-- Exercise instructions --
When a line in the data below includes "that", count it; then give only the total.

Saved entries:
PR #1236, opened 2019-05-30
utils: fix warnings

### LINKED ISSUE #1222: utils: fix warnings
`bazel build -c opt //utils/...`
and/or
`bazel test -c opt //utils/...`

howjmay:
Declaring variable `buffer_size` and `offset` in `ssize_t`
which solves the warning that comparison between signed and
unsigned number.

Decorate `read` in `/utils/singed_files.c` with `unsigned`
in if comparison to solve the warning that comparison
between signed and unsigned number.

Set timeout in `utils/handles/socket.c`.

Fixes #1222

### DIFF
--- a/utils/handles/socket.c
+++ b/utils/handles/socket.c
@@ -74,7 +74,12 @@ int tls_socket_send(mbedtls_ctx_t *ctx, char const *data, size_t size) {
   return mbedtls_ssl_write(&ctx->ssl, (const unsigned char *)data, size);
 }
 
-int tls_socket_recv(mbedtls_ctx_t *ctx, char *data, size_t size, uint64_t timeout) {
+int tls_socket_recv(mbedtls_ctx_t *ctx, char *data, size_t size, uint32_t timeout) {
+  if (timeout != 0) {
+    mbedtls_ssl_config *ssl_conf = (mbedtls_ssl_config *)malloc(sizeof(mbedtls_ssl_config));
+    memcpy(ssl_conf, ctx->ssl.conf, sizeof(mbedtls_ssl_config));
+    mbedtls_ssl_conf_read_timeout(ssl_conf, timeout);
+  }
   return mbedtls_ssl_read(&ctx->ssl, (unsigned char *)data, size);
 }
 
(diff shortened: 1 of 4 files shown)


thibault-martinez:
Hi @HowJMay , in a turn of events, I happen to have solved this issue in a previous PR (#1235).
I think a saner approach to taking an issue is to post a message in it saying that you would like to do it so that we don't work on it at the same time.

thibault-martinez:
Does that sound fair to you if I take your timeout piece of code and put it in my PR ?

thibault-martinez:
Or maybe just change your PR to only do the timeout change, as you wish.

howjmay:
@thibault-martinez OK! I will reply the issues that I want to take in the future. 
I am OK with your recommendation. Do whatever is easy to you to fix the issue

thibault-martinez:
I will get #1235 merged and you can transform this issue in the timeout thing then.

howjmay:
Got it. Thank you ~~

utils/handles/socket.c
```diff
@@ -74,7 +74,12 @@ int tls_socket_send(mbedtls_ctx_t *ctx, char const *data, size_t size) {
   return mbedtls_ssl_write(&ctx->ssl, (const unsigned char *)data, size);
 }
 
-int tls_socket_recv(mbedtls_ctx_t *ctx, char *data, size_t size, uint64_t timeout) {
+int tls_socket_recv(mbedtls_ctx_t *ctx, char *data, size_t size, uint32_t timeout) {
+  if (timeout != 0) {
+    mbedtls_ssl_config *ssl_conf = (mbedtls_ssl_config *)malloc(sizeof(mbedtls_ssl_config));
```
oopsmonk, line 79: Your implementation is not matched with the doc: https://tls.mbed.org/api/ssl_8h.html#a0d925033b3a46a48b3f8acc1d743af90
please check the usage of `timeout` configuration in the document and make sure timeout is working properly.

oopsmonk (changes requested):

utils/handles/socket.c
howjmay: Thank you for pointing out my error. I will try to fx it up.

-- Answer below --
5